Is there a way to install FreeBSD so that I preserve my /home/ partition?

I'm an old Linux hand from way back dipping my toe in FreeBSD for the first time.


----------



## Beastie (May 8, 2013)

Hello and welcome.

The entire FreeBSD system, including FreeBSD's own /home directory/partition, will be installed in a single FreeBSD slice/BIOS partition (e.g. ada0s1). Other slices such as ada0s2 will not be touched at all.

You'll have to install FreeBSD on ada0s1 as FreeBSD doesn't support being booted off an extended partition, AFAIK. And you'll have to destroy the existing ada0s1 slice and recreate it so that the FreeBSD partition ID can be written properly in the MBR.
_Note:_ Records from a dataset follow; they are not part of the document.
PR #320, opened 2016-08-03
round of bug fixes

### LINKED ISSUE #259: Saving a Segment: All segments besides the selected one are removed from the SED Builder view
To reproduce:

Load a 5 NED SEDs (for example: m81, m82, m83, m84, m85).
Select the 3rd one and click the "Save" button.

The other segments will disappear from the Segments table.

However, if you switch to a another SED and back to this one, you'll see all the original segments are in the table.

olaurino:
This PR fixes the following bugs.

  * Fitting tool GUI should now be consistent on all platforms.
  * resolve #259.
  * make interpolation work again (it was broken by a refactoring).
  * integration tool copies model expression rather than overwriting it.
  * integrator now properly handles empty SED.
  * fitting tool has proper icon and tooltip.
  * column names in confidence table have been changed, and the parameter value added for convenience.
  * vizier client explicitly handles connection errors.

I also added an ignore to a test that (almost?) always fails on Travis.

I plan to add some tests later.


eholum:
Confirmed fixes on my linux machine. I have a fix on my branch for that test, not sure what the issue in travis is but it seemed to have worked - still and issue with the FT component test on that branches builds.

Merge this and I can rebase my stuff.

Issue #99, opened 2015-03-18
SED STACKER - Add "Remove" option when user right-clicks Stack in "Open Stacks"


jbudynk:
I realize that there is the “Management” section that is the place where all commands about the stacks are located, but in the case a reorganization of the layout of the sections in the main SED Stacker frame is off the table (#97), I would add at least the “Remove” action in the contextual menu accessed by right­-clicking on the name of the open stacks.

Issue #98, opened 2015-03-18
SED STACKER - GUI: typos. "Managment" section and remove "!" in "Stack!"


jbudynk:
there is a typo in the title of the “Managment” section and I would remove the exclamation point from the “Stack!” button for consistency with the other buttons.

PR #323, opened 2016-08-10
Fix miscellaneous sedstacker bugs / rfe's

jbudynk:
This PR addresses the following sedstacker-related bugs and RFE's:

- Segment name on Plotter legend is a messy UID of that segment layer. Now, the segment Target name of the stacked segment is set to the name of the Stack.
- Typo fixes on sedstacker GUI (#98).
- Add a "Remove" option when the user right-clicks on a Stack in the "Open Stacks" list (#99).


jbudynk:
Rebased on release/3.0b1 branch. Original tip was 97a1a35.

PR #325, opened 2016-08-10
Fitting range updates

jbudynk:
This PR addresses the following issues:

- Fitting ranges were not applied to the data before being sent to Sherpa for fitting.
- Clicking the "Add ranges" button from the Fitting Tool caused multiple fitting ranges windows to pop up.

Now, fitting ranges are applied to the data before being sent to Sherpa (done in the FitController), and only one fitting ranges window is open at a time.

Note: there is still an issue with the units the data is fit in. I would like to fix this issue in this PR if no one else addresses it.

### DIFF
--- a/iris-visualizer/src/main/java/cfa/vo/iris/visualizer/preferences/SedModel.java
+++ b/iris-visualizer/src/main/java/cfa/vo/iris/visualizer/preferences/SedModel.java
@@ -182,7 +182,7 @@ public class SedModel {
     // TODO: Make this better! e.g., should have some mechanism to just have a stacked
     // IrisStarTable that would allow us to more easily and efficiently extract data. Still, 
     // performance wise much better than sedlib.
-    public void getFittingData(final Data data, boolean includeMasked) {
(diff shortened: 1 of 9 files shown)


iris-visualizer/src/main/java/cfa/vo/iris/visualizer/preferences/SedModel.java
```diff
@@ -182,7 +182,7 @@ public FunctionModel getFunctionModel() {
     // TODO: Make this better! e.g., should have some mechanism to just have a stacked
     // IrisStarTable that would allow us to more easily and efficiently extract data. Still, 
     // performance wise much better than sedlib.
-    public void getFittingData(final Data data, boolean includeMasked) {
+    public void setFittingData(final Data data, boolean includeMasked) {
```
olaurino: I don't think this change was intended, was it?

jbudynk: it was -- i thought "set" made more sense than "get"... but yeah, it was a silly minor change. I can change it back

PR #504, opened 2018-04-20
Change Locked Wallet  to ICBM Walled  and add isLocked prop

lizonp:


app/components/wallet/views/start/Start.tsx
```diff
@@ -87,8 +88,9 @@ const WalletStartComponent: React.SFC<TProps> = props => (
       props.lockedWalletData!.hasFunds && (
         <Col lg={6} xs={12}>
           <WalletBalance
+            isLocked={true}
             className="h-100"
-            headerText="Locked Wallet"
+            headerText="ICBM Wallet"
```
krzkaczor: this one should stay named  as "Locked wallet"

PR #527, opened 2018-04-24
Add error label to select field

lizonp:
screen shot 2018-04-24 at 12 48 48


krzkaczor:
Could you tweak the error message to: "US citizens are not allowed" i think it makes more sense.

PR #533, opened 2018-04-24
Changes email activation logic

Moejoe90:


app/components/emailVerify.tsx
```diff
@@ -1,40 +1,24 @@
...
 }
 
-interface IEmailVerifyStateProps {
-  isVerified?: boolean;
-}
-
-export const emailVerifyComponent: React.SFC<
-  IEmailVerifyDispatchProps & IEmailVerifyStateProps
-> = ({ verifyEmail, isVerified, goHome }) => {
-  if (isVerified) {
```
krzkaczor: this kind of logic should not be in react component anyway 👍

app/modules/auth/sagas.ts
```diff
@@ -55,7 +58,14 @@ export async function verifyUserEmailPromise({
   getState,
   notificationCenter,
 }: TGlobalDependencies): Promise<void> {
-  const userCode = selectActivationCodeFromQueryString(getState().router);
+  const state = getState();
+  const userCode = selectActivationCodeFromQueryString(state.router);
+  const urlEmail = selectLightWalletEmailFromQueryString(state.router);
+  const verifiedEmail = selectVerifiedUserEmail(state.auth);
+  if (urlEmail === verifiedEmail) {
+    notificationCenter.error("Your email is already verified");
```
krzkaczor: i think it should be just info notification

app/modules/auth/sagas.ts
```diff
@@ -55,7 +58,14 @@ export async function verifyUserEmailPromise({
   getState,
   notificationCenter,
 }: TGlobalDependencies): Promise<void> {
-  const userCode = selectActivationCodeFromQueryString(getState().router);
+  const state = getState();
```
krzkaczor: you should never use getState injected function. Get data first in saga using select effect and pass it to promise returing function as argument. In this case extract fi

app/components/emailVerify.tsx
Moejoe90: True that's why i took it off

app/modules/auth/sagas.ts
Moejoe90: done

PR #534, opened 2018-04-24
Kk/intl setup

krzkaczor:
- add intl with react intl
- add `yarn intl:extract` task to extract all ids from react codebase and put them into `en-en.json`
- add `yarn start:remote` task to connect with remote backend


webpack/webpack.config.dev-remote.js
```diff
@@ -0,0 +1,44 @@
+const merge = require("webpack-merge");
```
Moejoe90: It would have been better i think if this was a separate PR but good idea in all cases

webpack/webpack.config.dev.js
```diff
@@ -112,12 +112,6 @@ module.exports = merge(configCommon, {
           {
             test: /\.(tsx?)$/,
             use: [
-              {
```
Moejoe90: I thought this was already taken off in the last PR?

krzkaczor: yeah but its not merged yet :/

Moejoe90: true hence why separate PRs are better ;)

PR #539, opened 2018-04-25
KYC translations

lizonp:


app/components/kyc/personal/Start.tsx
```diff
@@ -94,16 +92,16 @@ const KYCForm = (formikBag: FormikProps<IKycIndividualData> & IProps) => (
     <FormSelectField values={US_CITIZEN_VALUES} label="Are you a US citizen?" name="isUsCitizen" />
     <FormSelectField
       values={HIGH_INCOME_VALUES}
-      label="Is your income above 5.000 EUR monthly, or do you have more than 100k EUR of assets available?"
+      label={formatIntlMessage("kyc.personal.high-income")}
       name="isHighIncome"
     />
     <div className="p-4 text-center">
-      <Button type="submit" disabled={!formikBag.isValid || formikBag.loadingData}>
```
lizonp: @krzkaczor I am not sure how to properly pass formikBag object

app/components/kyc/personal/Start.tsx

Depending on the file system being used under Arch Linux, you may not be able to access the Arch Linux /home from FreeBSD.
You can always make a backup of all your files under /home using tar, and un-tar() them under FreeBSD. A backup is highly recommended, no matter what.


----------



## DaveCoventry (May 8, 2013)

Thanks very much for the response.

Okay, that sort of rules it out, then.

Ultimately I want to get FreeBSD running on my laptop which is the machine I do a lot of work on and which is currently labouring under the strain of Ubuntu.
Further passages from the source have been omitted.